▸ SUPPLIED DATA:
───

PR #2346, opened 2018-10-23
"Try Beta" on Settings

### LINKED ISSUE #430: Add "Try Beta" to Settings
We could upsell how to add yourself as a beta tester in settings. Get more early feedback on stuff. Not sure how to collect emails tho. I've seen the fastlane tools to do this, but it requires a Heroku app. Maybe it just opens Mail.app to email me?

───

Your job is to output all of the material exactly.

▸ TASK OUTPUT:
PR #2346, opened 2018-10-23
"Try Beta" on Settings

### LINKED ISSUE #430: Add "Try Beta" to Settings
We could upsell how to add yourself as a beta tester in settings. Get more early feedback on stuff. Not sure how to collect emails tho. I've seen the fastlane tools to do this, but it requires a Heroku app. Maybe it just opens Mail.app to email me?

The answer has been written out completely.